# splici

a rust implementation of the splici algorithm to build spliced/unspliced transcripts

## Overview

This implementation is written fully in rust and takes advantage of three bioinformatics
libraries:

1. [`gtftools`](https://github.com/noamteyssier/gtftools/) - For parsing of GTF files
2. [`bedrs`](https://github.com/noamteyssier/bedrs) - For genomic interval arithmetic
3. [`faiquery`](https://github.com/noamteyssier/faiquery/) - For fast querying of indexed fastas

## Usage

```bash
splici introns \
    -f <your.fasta> \
    -g <your.gtf> \
    -o splici.fasta.gz;
```

This will generate a splici reference fasta using the transcripts and exons found
within the gtf and will query from the indexed fasta provided.

This expects that the fasta is indexed using [`samtools faidx`](http://www.htslib.org/doc/samtools-faidx.html).

### Getting Started

You can download the latest ensembl DNA and GTF using [`ggetrs ensembl ref`](https://noamteyssier.github.io/ggetrs/ensembl/ref.html)

```bash
ggetrs ensembl ref -D -d dna,gtf
```

Unzip and index the reference DNA.

```bash
gunzip Homo_sapiens.GRCh38.dna.primary_assembly.fa.gz 
samtools faidx Homo_sapiens.GRCh38.dna.primary_assembly.fa
```

And then run `splici` to generate your splici reference fasta

```bash
splici introns \
    -f Homo_sapiens.GRCh38.dna.primary_assembly.fa \
    -g Homo_sapiens.GRCh38.*.gtf.gz \
    -o splici.fasta.gz;
```

## Background

The splici algorithm was described by (He et al. 2022) and is a shorthand for
*spliced* + *intronic* sequences.

It describes a method to isolate the intronic regions of all incoming transcripts
and generate the sequences of both the spliced transcripts as well as their intronic
components.

The algorithm is applied on each gene individually.

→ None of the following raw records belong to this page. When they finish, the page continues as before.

PR #1594, opened 2020-03-26
templates: Use nodeip-finder from baremetalRuntimeCfgImage

LorbusChris:
Another step towards making MCO support running on top of FCOS by replacing Python scripts.

**- What I did**
Replace Python script in Ignition files templates with a containerized nodeip-finder command from baremetalRuntimeCfgImage

**- How to verify it**
CI:
OpenStack e2e
Baremetal e2e

templates: Use nodeip-finder from baremetalRuntimeCfgImage instead of Python scripts.


vrutkovs:
That won't work, iirc nodeip-finder is python3 and the container is rhel7-based

PR #1597, opened 2020-03-27
Bug 1817236: baremetal: Handle unused route fields in non_virtual_ip

cybertron:
In my deployments I am seeing routes that include fields the
non_virtual_ip script can't handle. This causes it to fail and anything
relying on it to function incorrectly.

This change adds a **kwargs parameter to the class constructor so
it will take arbitrary params that we will then ignore. It also
filters out \ characters from the routes because I'm seeing that
as well and we don't want to try to parse it. The \ appears in
multi-line routes that can't be handled correctly by the existing
structure of the class because they have multiple 'via' values and
the class can only handle one per route. However, this is happening
only on the default route in my case, which we ignore anyway, and
this script is being replaced by a Go implementation in the near
future so I don't think it's worth rewriting it to handle multi-line
routes.

**- What I did**

**- How to verify it**

### DIFF
--- a/templates/common/baremetal/files/baremetal-non-virtual-ip.yaml
+++ b/templates/common/baremetal/files/baremetal-non-virtual-ip.yaml
@@ -67,7 +67,7 @@ contents:
 
 
     class V6Route:
-        def __init__(self, destination: str, dev: Optional[str] = None, proto: Optional[str] = None, metric: Optional[int] = None, pref: Optional[str] = None, via: Optional[str] = None) -> None:
+        def __init__(self, destination: str, dev: Optional[str] = None, proto: Optional[str] = None, metric: Optional[int] = None, pref: Optional[str] = None, via: Optional[str] = None, **kwargs) -> None:
              self.destination: str = destination
              self.via: Optional[str] = via
              self.dev: Optional[str] = dev
@@ -77,7 +77,7 @@ contents:
 
         @classmethod
         def from_line(cls: Type[TR], line: str) -> TR:
-            items = line.split()
+            items = [i for i in line.split() if i != '\\']
             dest = items[0]
             if dest == 'default':
                 dest = '::/0'


cybertron:
Oops, dropped the commit where I did make update.

cybertron:
Actually that's not why it failed: could not initialize namespace: could not create role binding for: rolebindings.rbac.authorization.k8s.io is forbidden: User "system:serviceaccount:ci:ci-operator" cannot create resource "rolebindings" in API group "rbac.authorization.k8s.io" in the namespace "ci-op-z62bwfqv"

Will have to look into that, but I'm guessing there's an issue somewhere else.

sinnykumari:
looks sane and tests are passing as well
/approve

templates/common/baremetal/files/baremetal-non-virtual-ip.yaml
```diff
@@ -77,7 +77,7 @@ contents:
 
         @classmethod
         def from_line(cls: Type[TR], line: str) -> TR:
-            items = line.split()
+            items = [i for i in line.split() if i != '\\']
```
celebdor, line 80: Aren't route entries always a single line? Did you encounter a `\\` ? I only ever encountered it in Address processing.

cybertron: Apparently they aren't. I had some masters with a route that looks like: "default proto ra metric 100 \   nexthop via fe80::69e0:8df7:4351:4eb6 dev enp1s0 weight 1 \     nexthop via fe80::f620:b5b3:612a:8446 dev enp1s0 weight 1 \     nexthop via fe80::b449:f968:42ce:eef5 dev enp1s0 weight 1 pref medium"

kikisdeliveryservice:
assign @celebdor

cybertron:
This merged as part of #1601.

PR #1598, opened 2020-03-31
pkg/operator: clear Degraded on task's success

runcom:
The MCO runs a bunch of sync functions during its sync. Each of these functions has
a name (a task name). When we loop through the sync functions and fail on any of them,
the MCO breaks and reports the Degraded status for that task as Reason: TaskNameFailed.
It then goes and retries all the sync functions (no change in behavior till here).
During some debugging and testing I've noticed that the RenderConfig task failed with the
version mismatch error for osImageURL. That is good, and also right. The MCO went ahead
and set the Degraded condition to RenderConfigFailed (correctly!). The MCO then went again
and re-tried all the sync functions. Now the RenderConfig task succeeded (the version mismatch error
can indeed be temporary). What happened from now on is that the MCO kept rolling and eventually finishes
the upgrade I was running but the RenderConfigFailed Degraded status was never cleared back to False
even if the task _did_ succeed (I had to wait for all the sync functions to finish as expected, and it takes a while still reporting degraded).
This patch introduces a new function which we call after every sync function in order to clear
any previous degraded status when it instead succeeded in later syncs.

### DIFF
--- a/pkg/operator/status.go
+++ b/pkg/operator/status.go
@@ -163,6 +163,27 @@ const (
 	asExpectedReason = "AsExpected"
 )
 
+func (optr *Operator) clearDegradedStatus(task string) error {
+	co, err := optr.fetchClusterOperator()
+	if err != nil {
+		return err
+	}
+	if co == nil {
+		return nil
+	}
+	if cov1helpers.IsStatusConditionFalse(co.Status.Conditions, configv1.OperatorDegraded) {
+		return nil
+	}
+	degradedStatusCondition := cov1helpers.FindStatusCondition(co.Status.Conditions, configv1.OperatorDegraded)
+	if degradedStatusCondition == nil {
+		return nil
+	}
+	if degradedStatusCondition.Reason != task+"Failed" {
+		return nil
+	}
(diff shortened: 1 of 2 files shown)


sinnykumari:
looks sane, will let other MCO folks for second opinion
/approve

pkg/operator/status.go
```diff
@@ -163,6 +163,27 @@ const (
...
+	}
+	if cov1helpers.IsStatusConditionFalse(co.Status.Conditions, configv1.OperatorDegraded) {
+		return nil
+	}
+	degradedStatusCondition := cov1helpers.FindStatusCondition(co.Status.Conditions, configv1.OperatorDegraded)
+	if degradedStatusCondition == nil {
+		return nil
+	}
+	if degradedStatusCondition.Reason != task+"Failed" {
+		return nil
```
kikisdeliveryservice, line 182: is there anyway a legit degraded message will not have Failed at the end?

kikisdeliveryservice: would it be better to just check that task is contained in Reason? (I dunno, I'm wondering?)

PR #1602, opened 2020-04-01
pkg/daemon: Add event for drain failures

kikisdeliveryservice:
As per request by @smarterclayton , adding an event for drain failures.

Lmk if you'd like anything else.

### DIFF
--- a/pkg/daemon/update.go
+++ b/pkg/daemon/update.go
@@ -161,9 +161,11 @@ func (dn *Daemon) drain() error {
 		if err == wait.ErrWaitTimeout {
 			failMsg := fmt.Sprintf("%d tries: %v", backoff.Steps, lastErr)
 			MCDDrainErr.WithLabelValues(failTime, failMsg).SetToCurrentTime()
+			dn.recorder.Eventf(getNodeRef(dn.node), corev1.EventTypeWarning, "FailedToDrain", failMsg)
 			return errors.Wrapf(lastErr, "failed to drain node (%d tries): %v", backoff.Steps, err)
 		}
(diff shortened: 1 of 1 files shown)


smarterclayton:
Is this the only place we call drain?

kikisdeliveryservice:
> Is this the only place we call drain?

Apologies. We call it 2x: in update() and in checkStateInFirstRun()

kikisdeliveryservice:
@runcom PTAL

kikisdeliveryservice:
These jobs shouldn't be failing... Will check it out in the morning if it's not resolved by then..

pkg/daemon/daemon.go
```diff
@@ -927,6 +927,7 @@ func (dn *Daemon) checkStateOnFirstRun() error {
 	if state.pendingConfig != nil && bootID == dn.bootID {
 		dn.logSystem("drain interrupted, retrying")
 		if err := dn.drain(); err != nil {
+			dn.recorder.Eventf(getNodeRef(dn.node), corev1.EventTypeWarning, "FailedToDrain", err.Error())
```
runcom, line 930: it'll avoid duplication if you fire that event directly from `dn.drain()` so every time it fails it fires an event

runcom: and if we add another drain call somewhere else in the future it'll be future proof as well w/o forgetting

kikisdeliveryservice: Good point. Done.

kikisdeliveryservice:
:(

```error: could not run steps: step e2e-gcp-op failed: failed to acquire lease: status 503 Service Unavailable, status code 503```

PR #1604, opened 2020-04-01
[baremetal] Update keepalived Liveness check

yboaron:
Update Liveness probe for keepalived container to check also keepalived process existence, 
with this fix if for some reason keepalived process exits - kubelet will automatically restart the container. 

**- What I did**

**- How to verify it**

### DIFF
--- a/templates/common/baremetal/files/baremetal-keepalived.yaml
+++ b/templates/common/baremetal/files/baremetal-keepalived.yaml
@@ -80,12 +80,11 @@ contents:
         livenessProbe:
           exec:
             command:
-            - /bin/sh
+            - /bin/bash
             - -c
             - |
-              [[ -s /etc/keepalived/keepalived.conf ]] || \
               kill -s SIGUSR1 "$(pgrep -o keepalived)" && ! grep -q "State = FAULT" /tmp/keepalived.data
-          initialDelaySeconds: 10
+          initialDelaySeconds: 20
         terminationMessagePolicy: FallbackToLogsOnError
         imagePullPolicy: IfNotPresent
       - name: keepalived-monitor


templates/common/baremetal/files/baremetal-keepalived.yaml
```diff
@@ -83,7 +83,7 @@ contents:
             - /bin/sh
             - -c
             - |
-              [[ -s /etc/keepalived/keepalived.conf ]] || \
+              [[ -s /etc/keepalived/keepalived.conf ]] && pgrep -o keepalived || \
```
cybertron, line 86: Isn't the problem here that this should have been && instead of ||? With the || here, it will short-circuit the state check below and return success just if keepalived.conf exists and keepalived is running. That doesn't seem like what we want.

Note that the kill command will already fail if the pgrep fails so that covers the new case being added here.

cybertron: If keepalived.conf doesn't exist, then the liveness probe should fail, right? Keepalived is not alive if it isn't configured yet. As I understand it, three things need to be true for keepalived to be "alive":

1) keepalived.conf exists (the -s check)
2) keepalived is running (the pgrep check)
3) keepalived is not reporting an error (the FAULT check)

If any one of those things is not true then keepalived is not alive. That's why I'm thinking all of those checks should be &&.

yboaron: Not exactly,  keepalived container can start before keepalived-monitor rendered cfg file, and I think we shouldn't fail liveness in that case  (it will wait for 'reload' message from monitor container).
In the other case, if cfg file exists, we need to make sure that keepalived is running.
I wanted to change (add !, to the -s if) it to :

`          [[ **!** -s /etc/keepalived/keepalived.conf ]] || \
          kill -s SIGUSR1 "$(pgrep -o keepalived)" && ! grep -q "State = FAULT" /tmp/keepalived.data
`
But seems that kubelet fail on,
**kill -s SIGUSR1 "$(pgrep -o keepalived)"**   , 
I'm getting -
`sh-4.2# kill -s SIGUSR1  "$(pgrep -o keepalived)"
sh: kill: SIGUSR1: invalid signal specification
sh-4.2# exit
`
Could you please verify if `kill -s SIGUSR1 "$(pgrep -o keepalived)` work for you?

templates/common/baremetal/files/baremetal-keepalived.yaml
```diff
@@ -83,8 +83,8 @@ contents:
             - /bin/sh
```
cybertron, line 83: Oh, this is naughty when we're using [[]], which is a bash-ism that's not present in a plain POSIX shell. This should be /bin/bash.

templates/common/baremetal/files/baremetal-keepalived.yaml
cybertron: But is unconfigured keepalived "alive" for our purposes? The VIPs it is supposed to be providing won't exist so it's effectively non-functional. If the existence of the process is enough to call it alive then I would argue we don't even need the config file check. Also, the flipped logic will mean we report that keepalived is alive just because the config file _doesn't_ exist, which seems wrong. That could mean neither keepalived is running nor the config file has been created, but we'll report the container alive.

I'm going to comment separately on the kill part because I think that's also an existing bug in this script. :-/

I'll leave details of what I found there.

yboaron: Thanks for the bash tip!

for the other case, let's see, we have two options:
1. include cfg file not exist in liveness check + or keepalived is working (the SIGUSR1 thing)
2. check only if  keepalived is working (the SIGUSR1 thing)
The only difference between the two, that for 2, on startup, kubelet may restart (depends on timing ) keepalived container until monitor container rendered the cfg file.
I assume that your preferred option is 2.
 I think that '1' is more suitable because:
A. Our keepalived container should be considered as healthy if it's waiting for monitor container. 
B. we won't have 'unnecessary' restarts for keepalived container. 

But  I guess that option '2' + increasing initialDelaySeconds value will be a good solution.
Thoughts?

cybertron:
/test e2e-metal-ipi

Also testing locally. Hopefully one of these will pass

cybertron:
/lgtm

Both passed. I should go buy a lottery ticket. ;-)

PR #1606, opened 2020-04-01
ovirt: disable tx checksum offload for workers

Gal-Zaidman:
This patch adds the workaround suggested on [1]
to make nodeport work, instead of ethtool we use
NM to apply the fix for each connction before it is up.

[1] https://bugzilla.redhat.com/show_bug.cgi?id=1794714

**- What I did**

**- How to verify it**

### DIFF
--- a/templates/worker/00-worker/ovirt/files/ovirt-disable-tx-checksum-offload.yaml
+++ b/templates/worker/00-worker/ovirt/files/ovirt-disable-tx-checksum-offload.yaml
@@ -1,0 +1,10 @@
+filesystem: "root"
+mode: 0744
+path: "/etc/NetworkManager/dispatcher.d/pre-up.d/disable-tx-checksum-offload.sh"
+contents:
+  inline: |
+    #!/bin/bash
+    # This is a workaround for BZ#1794714
+    if [[ -e /var/lib/cni/bin/openshift-sdn ]]; then
+      nmcli con modify ${CONNECTION_UUID} ethtool.feature-tx-checksum-ip-generic off;
+    fi


templates/worker/00-worker/ovirt/files/ovirt-disable-tx-checksum-offload.yaml
```diff
@@ -0,0 +1,8 @@
+filesystem: "root"
+mode: 0744
+path: "/etc/NetworkManager/dispatcher.d/pre-up.d/disable-tx-checksum-offload"
+contents:
+  inline: |
+    # This is a workaround for BZ#1794714
```
Gal-Zaidman, line 6: Is there a way to check what is the default network, OpenshiftSDN or OVNkubernetes?
We use OpenshiftSDN by default and the fix is only relevant for OpenshiftSDN.

rgolangh: I think the existence of `vxlan` interface means OpenShiftSDN. If that's true then all you need
is to check $1 name and only if its starts with `vxlan` then apply the change. 
We need to make sure this is really the case.

rgolangh: or more reliably, `nmcli d show $1| awk '/GENERAL.TYPE:.*/ {print $2}'`

templates/worker/00-worker/ovirt/files/ovirt-disable-tx-checksum-offload.yaml
```diff
@@ -0,0 +1,8 @@
+filesystem: "root"
+mode: 0744
+path: "/etc/NetworkManager/dispatcher.d/pre-up.d/disable-tx-checksum-offload"
```
rgolangh, line 3: add `.sh` to the script name

templates/worker/00-worker/ovirt/files/ovirt-disable-tx-checksum-offload.yaml
```diff
@@ -0,0 +1,8 @@
...
+contents:
+  inline: |
```
rgolangh, line 5: add shebang line

rgolangh:
also, use `/test e2e-ovirt` when you think its ready

templates/worker/00-worker/ovirt/files/ovirt-disable-tx-checksum-offload.yaml
Gal-Zaidman: I'll check it locally

templates/worker/00-worker/ovirt/files/ovirt-disable-tx-checksum-offload.yaml
Gal-Zaidman: added

cgwalters:
So this is an openshift-sdn bug that only seems to manifest on oVirt, is that right?  What's the timeframe for the SDN fix landing (or rephrased, when can we remove this and how do we track things to ensure it's removed?)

First all transcripts for a gene are identified.
Then all intronic regions of those transcripts are identified.
These intronic regions are defined by the span of the transcripts
subtracting out the exonic intervals (see [internal](https://docs.rs/bedrs/latest/bedrs/traits/container/trait.Internal.html#method.internal)).
Next, each intronic region is extended by some parameterized amount
on both ends, which allows for alignment to junctions between intronic
and exonic regions.
Intronic regions between isoforms generally have high overlap, so a
[merging](https://docs.rs/bedrs/latest/bedrs/traits/container/trait.Merge.html#method.merge)
step is performed on the intronic regions to avoid redundant
intervals in the final sequences.
These intronic regions are then given a unique name and added to the
splici reference.

The spliced transcripts are generated by concatenating the exonic intervals
for each transcript.
These are named by the transcript id and added to the splici reference.

## References

1. He, D. et al. Alevin-fry unlocks rapid, accurate and memory-frugal quantification of single-cell RNA-seq data. Nat Methods 19, 316–322 (2022).